A recent study directed by Mount Sinai School of Medicine suggests that experimental dietary regimens might calm or even reverse symptoms of Alzheimer’s Disease (AD). The study, which appears in the July 2006 issue of the Journal of Biological Chemistry, is the first to show that restricting caloric intake, specifically carbohydrates, may prevent AD by triggering activity in the brain associated with longevity.
“Both clinical and epidemiological evidence suggests that modification of lifestyle factors such as nutrition may prove crucial to Alzheimer’s Disease management,” says Giulio Maria Pasinetti, M.D., Ph.D., Professor of Psychiatry and Neuroscience, Director of the Neuroinflammation Research Center at Mount Sinai School of Medicine and lead author of the study. “This research, however, is the first to show a connection between nutrition and Alzheimer’s Disease neuropathy by defining mechanistic pathways in the brain and scrutinizing biochemical functions. We hope these findings further unlock the mystery of Alzheimer’s and bring hope to the millions of Americans suffering from this disease.”
Alzheimer’s Disease is a rapidly growing public health concern with potentially devastating effects. An estimated 4.5 million Americans have Alzheimer’s Disease and the number of Americans with Alzheimer’s has more than doubled since 1980. Presently, there are no known cures or effective preventive strategies. While genetic factors are relevant in early-onset cases, they appear to play less of a role in late-onset-sporadic AD cases, the most common form of AD.
Longevity Program in the Brain
People with AD exhibit elevated levels of beta-amyloid peptides that cause plaque buildup in the brain (the main characteristic of AD). Beta-amyloid peptides activate SIRT1, a member of a broad family of proteins known as sirtuins which influence a variety of functions including metabolism and aging.

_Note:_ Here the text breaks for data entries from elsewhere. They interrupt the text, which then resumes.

Issue #171, opened 2022-12-05
Starter doesn’t work in an IPv6 cluster


yann-soubeyrand:
### Brief summary

In an IPv6 cluster, the starter pod logs this error:
```
curl: (3) IPv6 numerical address used in URL without brackets
```

### k6-operator version or image

latest

### K6 YAML

```
apiVersion: k6.io/v1alpha1
kind: K6
metadata:
  name: load-test
  namespace: load-testing
spec:
  parallelism: 100
  script:
    configMap:
      name: load-test
      file: load-test.js
  separate: true
  runner:
    resources:
      requests:
        cpu: 1
        memory: 4G
```

### Steps to reproduce the problem

Create an IPv6 cluster on AWS EKS, deploy the operator inside and start a test.

### Expected behaviour

The test run as expected.

### Actual behaviour

The test doesn’t start because the operator doesn’t seem to handle IPv6.

yorugac:
Looks like it's a rather well-known issue for [IPv6 in general](https://en.wikipedia.org/wiki/IPv6_address#Literal_IPv6_addresses_in_network_resource_identifiers) and specifically for [curl](https://stackoverflow.com/questions/24302447/ipv6-curl-post-request#24302866).

At first glance, seems like a quick fix with adding brackets to curl command. But curl doesn't seem to support brackets with IPv4 so we'll need to check first if it's IPv4 or IPv6; maybe before Job creation, in https://github.com/grafana/k6-operator/blob/5cec748534424741fbea0e1875218b56bf5af670/controllers/k6_start.go#L71-L80

Either way, thanks for opening this, @yann-soubeyrand!

pasi-romo-idealo:
I have the same issue as described earlier i.e. I try to start a test on an ipv6-only EKS-cluster, but the k6-sample-starter-pod fails to start due to following error:

curl: (3) IPv6 numerical address used in URL without brackets

For now I was able to go around this issue by creating a custom-image by using following line:

`
parts = append(parts, fmt.Sprintf("curl -g --retry 3 -X PATCH -H 'Content-Type: application/json' http://[%s]:6565/v1/status -d '%s'", hostname, req))
`
in NewStartContainer and NewStopContainer-function (please note that I needed to provide also this -g globbing option)

If there is away to do this globally i.e. supporting both ipv4 and ipv6, I would be more than happy to try that out :)

kahirokunn:
Let’s go ahead 🙆

zzhao2010:
[...]

PR #437, opened 2024-08-07
Fix IPv6 compatibility issue with starter pod

zzhao2010:
**Summary**
Bug Fixed: [Starter doesn't work in an IPv6 cluster](https://github.com/grafana/k6-operator/issues/171)

This pull request addresses the IPv6 compatibility issue in the k6-operator as outlined in the referenced issue. Specifically, the changes ensure that the k6-curl container can correctly handle IPv6 addresses.

**Changes Made**
Introduced the net package to handle IPv6 addresses.
Hostname Wrapping: Utilized net.JoinHostPort to wrap the hostname in square brackets if it is a literal IPv6 address, ensuring proper formatting.

**Testing**
Verified that the k6-curl container now supports both IPv6 and IPv4 addresses.
Conducted tests on local k8s cluster via KIND to confirm the functionality of the k6 operator with the updated IPv6 support.

Snapshot of starter pod that deals with IPv6 address correctly:
image
Snapshot of starter pod that still works with IPv4 address:
image

**Impact**
These changes enhance the compatibility and robustness of the k6-operator, allowing it to function correctly in environments utilizing IPv6 addresses.

### DIFF
--- a/e2e/ipv6/kind-ipv6.yaml
+++ b/e2e/ipv6/kind-ipv6.yaml
@@ -1,0 +1,5 @@
+kind: Cluster
+apiVersion: kind.x-k8s.io/v1alpha4
+networking:
+  ipFamily: ipv6
+  apiServerAddress: 127.0.0.1
--- a/pkg/resources/containers/curl_start.go
+++ b/pkg/resources/containers/curl_start.go
@@ -3,6 +3,7 @@ package containers
 import (
 	"encoding/json"
 	"fmt"
+	"net"
 	"strings"
 
 	"github.com/grafana/k6-operator/pkg/types"
@@ -26,7 +27,7 @@ func NewStartContainer(hostnames []string, image string, imagePullPolicy corev1.
 
 	var parts []string
 	for _, hostname := range hostnames {
-		parts = append(parts, fmt.Sprintf("curl --retry 3 -X PATCH -H 'Content-Type: application/json' http://%s:6565/v1/status -d '%s'", hostname, req))
+		parts = append(parts, fmt.Sprintf("curl --retry 3 -X PATCH -H 'Content-Type: application/json' http://%s/v1/status -d '%s'", net.JoinHostPort(hostname, "6565"), req))
 	}
 
 	return corev1.Container{
--- a/pkg/resources/containers/curl_stop.go
+++ b/pkg/resources/containers/curl_stop.go
@@ -3,6 +3,7 @@ package containers
 import (
 	"encoding/json"
 	"fmt"
+	"net"
 	"strings"
 
 	"github.com/grafana/k6-operator/pkg/types"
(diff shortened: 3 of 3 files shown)


yorugac (changes requested):
Hi @zzhao2010, thank you for the PR!
I like this solution: it's super-concise :smile: 

It should be tested a bit more though. I'll be able to look into how to test it internally only in a couple of weeks. Meanwhile, could you please add reproducible examples with kind cluster? It appears they have it here:
https://kind.sigs.k8s.io/docs/user/configuration/#ip-family
There is separately `ipv6` and `dual` configuration: I think we should be checking both separately.

If you could add a folder `e2e/ipv6` with relevant files for such a test, that'd be great.

frittentheke:
While I highly appreciate IPv6 to be working ... and this PR is nothing more than a bugix. But there also is https://github.com/grafana/k6-operator/issues/87. 

If you, @yorugac, agree to move to a native k6 client / HTTP call by the Operator to kick off them K6 runners that change can also "fix" the IPv6 endpoint issue.

LCaparelli:
> While I highly appreciate IPv6 to be working ... and this PR is nothing more than a bugix. But there also is https://github.com/grafana/k6-operator/issues/87.

I don't think one solution excludes the other. The fix with brackets is here, and would be greatly appreciated. For now we're using a fork.

I'd suggest attacking both fronts: this fix as a quick win and #87 as a more robust, long-term approach. :-)

zzhao2010:
> PS Signing CLA is a hard requirement for any PR: please sign it 🙂

Hi @yorugac,
I did sign CLA. But not sure why it still shows as "not signed yet".
image

zzhao2010:
Hi @yorugac 
> could you please add reproducible examples with kind cluster? It appears they have it here:
https://kind.sigs.k8s.io/docs/user/configuration/#ip-family
I assume you mentioned the same in your description.

That is correct. I created the ipv6 local cluster via KIND using the exactly same config file in this url. I did test it using both ipv4 and ipv6 cluster.

> If you could add a folder e2e/ipv6 with relevant files for such a test, that'd be great.

You needed me to add the kind config file in the e2e/ipv6 folder? For the test script and crd file, the test.js and test.yaml that are already in e2e folder work.

> PS Signing CLA is a hard requirement for any PR: please sign it 🙂

Signed.

yorugac (approved):
Hi @zzhao2010, thank you for the update! LGTM.

Noting for posterity's sake. Depending on the setup, pure `ipFamily: ipv6` might fail on DNS resolution. `ipFamily: dual` seems more reliable in this context.
Potentially related: https://github.com/kubernetes-sigs/kind/issues/3114

yorugac:
> I'd suggest attacking both fronts: this fix as a quick win and https://github.com/grafana/k6-operator/issues/87 as a more robust, long-term approach. :-)

Yes, I think the same. Removal of starter won't happen fast, but this fix is small and a quick win :raised_hands:

zzhao2010:
Hi @yorugac Can I ask when are you planning to build a image that includes this fix? The latest image was built 2 months ago.

yorugac:
@zzhao2010, yes, there was a bit of a skew with the releases last time: 2 releases were done with the short window. The next one will be after k6 v0.54 so ~ next week. (k6 will be released on Tuesday)
And yes, in case anyone is wondering, we do intend to improve this workflow so that releases of k6-operator are less dependent on k6 ([issue](https://github.com/grafana/k6-operator/issues/452)).

liyuntian:
> skew
the Dockerfile.runner is 
e0ddfd21985d06c6c9aca9ce0e144d3

If you have modified the k6-operator code, what does the Dockerfile need to be changed ,in order to include the modified code in the image? What is your Dockerfile? thank you

liyuntian:
> handle IPv6 addresses.

or can you share your "handle IPv6 addresses " image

Dr. Pasinetti and colleagues used an experimental mouse model to demonstrate that beta-amyloid peptides in the brain can be reduced by subjecting the mice to dietary caloric restriction, primarily based on low carbohydrate food. Conversely, a high caloric intake based on saturated fat was shown to increase levels of beta-amyloid peptides.

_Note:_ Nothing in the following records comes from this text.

PR #438, opened 2024-08-12
Increase readiness and liveness probe timeouts, introduce an initial delay

### LINKED ISSUE #306: Failures of default liveness / readiness probes
Several times we have received reports of failing default liveness and readiness probes which leads to runners not reaching ready state:
```
  Normal   Created    3m2s                   kubelet            Created container k6
  Normal   Started    3m2s                   kubelet            Started container k6
  Warning  Unhealthy  2m34s (x7 over 3m1s)   kubelet            Readiness probe failed: Get "http://10.1.0.75:6565/v1/status": dial tcp 10.1.0.75:6565: connect: connection refused
  Warning  Unhealthy  2m34s (x3 over 2m54s)  kubelet            Liveness probe failed: Get "http://10.1.0.75:6565/v1/status": dial tcp 10.1.0.75:6565: connect: connection refused
  Normal   Killing    2m34s                  kubelet            Stopping container k6
```
Such error does not allow to start the test and the test is stuck (at the moment, but this part will likely change as result of https://github.com/grafana/k6-operator/issues/260).

Default probes are the same defaults that are set by Kubernetes, i.e. k6-operator does not add anything by itself. k6 HTTP starts pretty quickly for most tests and it should be well reachable with default settings normally. The most confounding part is that this failures seemed to have been reported while using simple and basic setups of Kubernetes, even local clusters.

So far it is not clear how to repeat this case. If someone knows a trick how to repeat this, please share in this issue.

cc @dgzlopes

frittentheke:
Currently the default timeout of 1 second and no initial delay is applied to the probes of the runner pods. Depending on the startup time this can cause random Pod errors causing a whole TestRun to fail.

At some point it might also make sense to introduce a startupProbe to cover the longer initial startup time a K6 instance (Pod) might need instead of every increasing the runtime liveness and readiness checks.

Fixes #306


frittentheke:
@yorugac Since you opened the issue (https://github.com/grafana/k6-operator/issues/306) PTAL at this proposed fix / mitigation.

As commented, I believe a startup probe would make some sense and also distinguishing between liveness and readiness checks (which is a different thing).

vipul-mykaarma:
any eta when this will go live ? ie increase the timeout of probes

This study is the first to suggest that caloric restriction through promotion of SIRT1 (a molecule associated with brain longevity) may initiate a cascade of events like the activation of alpha-secretase which can prevent AD amyloid neuropathology. Since alpha-secretase is known also to inhibit the generation of beta-amyloid peptides in the AD affected brain, the study demonstrates a mechanism by which dietary caloric restriction might benefit AD. Most remarkably, the study finds that a high caloric intake based on saturated fat promotes AD type beta-amyloidosis, while caloric restriction based on reduced carbohydrate intake is able to prevent it.
Among lifestyle factors influencing AD, recent studies strongly support the evidence that caloric intake may play a role in the relative risk for AD clinical dementia. Most importantly, as mechanistic pathways are defined and their biochemical functions scrutinized, the evidence supporting a direct link between nutrition and AD neuropathology continues to grow.